Do You Want to Be Made Well?
When has Jesus asked you a challenging question that revealed something deeper about your heart?
Speaker: Pastor Caleb Culver
Date: May 31, 2026
Pastor Caleb Culver walks through John 5 at the pool of Bethesda, where Jesus meets a man who had been waiting 38 years for healing. Through one simple question—“Do you want to be made well?”—we’re reminded that Jesus meets us in the middle of our disappointment, shame, and striving.
Here's a 5-day devotional guide based on this sermon:
Day 1: The Question He Is Already Asking
John 5:5–6 | Psalm 139:1–3
Jesus saw the man at the pool and knew he had been there a long time. He was not surprised by the condition. He walked straight toward it and asked a question. Throughout the Gospels, Jesus asks questions not to gain information but to draw out what is already in the heart. The invitation here is to stop and actually hear what He might be asking you–not as an accusation, but as the most compassionate thing anyone has ever said to you.
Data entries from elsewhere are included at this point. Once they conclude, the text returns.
PR #1472, opened 2023-02-28
Use ESM version of Lodash

gonzaloriestra:

We were using the [CommonJS version of Lodash](https://www.npmjs.com/package/lodash), but there's another official [package exported as ESM](https://www.npmjs.com/package/lodash-es).

The ESM version is much lighter (636kB vs 1.41MB) and it will load faster.

- Replaces `lodash` with `lodash-es` in cli-kit
- Deduplicates dependencies

### How to test your changes?

CI

### Measuring impact

### Checklist

### DIFF
--- a/packages/cli-kit/package.json
+++ b/packages/cli-kit/package.json
@@ -131,7 +131,7 @@
     "kill-port-process": "3.1.0",
     "latest-version": "7.0.0",
     "liquidjs": "10.5.0",
-    "lodash": "4.17.21",
+    "lodash-es": "4.17.21",
     "macaddress": "0.5.3",
     "node-abort-controller": "3.0.1",
     "node-fetch": "3.2.4",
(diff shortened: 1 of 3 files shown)


Arkham:
I think we tried this in the past and it wasn't working. @pepicrft do you remember anything about this?

pepicrft (commented):
The usage of CJS for this particular use case was on purpose because due to the static nature of ESM and how `lodash-es` is doing exports the following:

```js
import { memoize} from 'lodash'
```

Ends up importing the whole lodash, which is something we don't want. I'd open an issue in the `lodash-es` repository and recommend exporting different modules like we are doing with `@shopify/cli-kit`:

```js
import memoize from 'lodash-es/memoize'
```

gonzaloriestra:
Oh, I see. Thanks for the explanation! Isn't the tree-shaking helping in that case?

The last update in the library was 2 years ago, I'm not sure they will help us on this, but we can try...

Day 2: The Lie That Keeps You by the Pool
John 5:7 | Hebrews 4:15–16
The man's answer revealed a lie he had been living under: no one sees me, no one is for me. Shame works exactly this way—it filters every incoming message until even love sounds like condemnation. But Hebrews tells us we have a High Priest who is not distant from our weakness. He has entered into it. The antidote to shame is not trying harder. It is bringing the hidden thing into the light of someone who already knows and is not going anywhere.
Day 3: What Living Water Actually Is
John 7:37–38 | Isaiah 55:1–2
Jesus stood in the temple and cried out that anyone who was thirsty should come and drink. He was not speaking about water. He was speaking about the deep restlessness that sends people chasing after satisfaction in places that cannot hold it. Isaiah asked the same question centuries earlier: Why do you spend your money on what does not satisfy? The diagnosis has not changed. Neither has the invitation. Come to the One who is the source, and drink.
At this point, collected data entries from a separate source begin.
PR #1479, opened 2023-03-01
Fix layout width for very narrow terminals

matteodepalo:

Fixes https://github.com/Shopify/internal-cli-foundations/issues/559

Buildkit has a very narrow stdout and was producing very weird squeezed logs.

For terminals narrower than 20 characters we want to force a minimum width of 20.

### How to test your changes?

Resize your terminal to less than 20 characters and run kitchen-sink. Boxes should look a bit broken unless you resize the terminal up.

### DIFF
--- a/.changeset/great-guests-yell.md
+++ b/.changeset/great-guests-yell.md
@@ -1,0 +1,5 @@
+---
+'@shopify/cli-kit': patch
+---
+
+Fix layout width for very narrow terminals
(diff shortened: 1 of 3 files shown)


matteodepalo:
We would also need to maintain plain text versions for all our components which might become pretty tedious considering this issue happens only on buildkit and not on every CI environment (Github actions displays things just fine)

Day 4: The Work Underneath the Work
Matthew 11:28–29 | Romans 5:1
There is the exhaustion that comes from a full schedule, and then there is a deeper exhaustion underneath it—the weariness of a soul working to prove itself, earn its worth, and manage its own salvation. Jesus is not just offering rest from the nine-to-five. He is offering rest from the work under the work. Because of what He has done, we have been justified by faith, and we have peace with God. That is not a finish line to reach. It is a foundation to stand on.
Day 5: Finished
John 19:30 | Hebrews 4:9–11
When Jesus said, "It is finished" on the cross, He was not expressing defeat. He was declaring completion. The work was done. There remains, as the writer of Hebrews says, a Sabbath rest for the people of God—not a day on the calendar but a settled confidence that what needed to be accomplished has been accomplished in Christ. The only thing left is to stop striving and enter in. That is not passive. It is the most active and courageous thing a soul can do.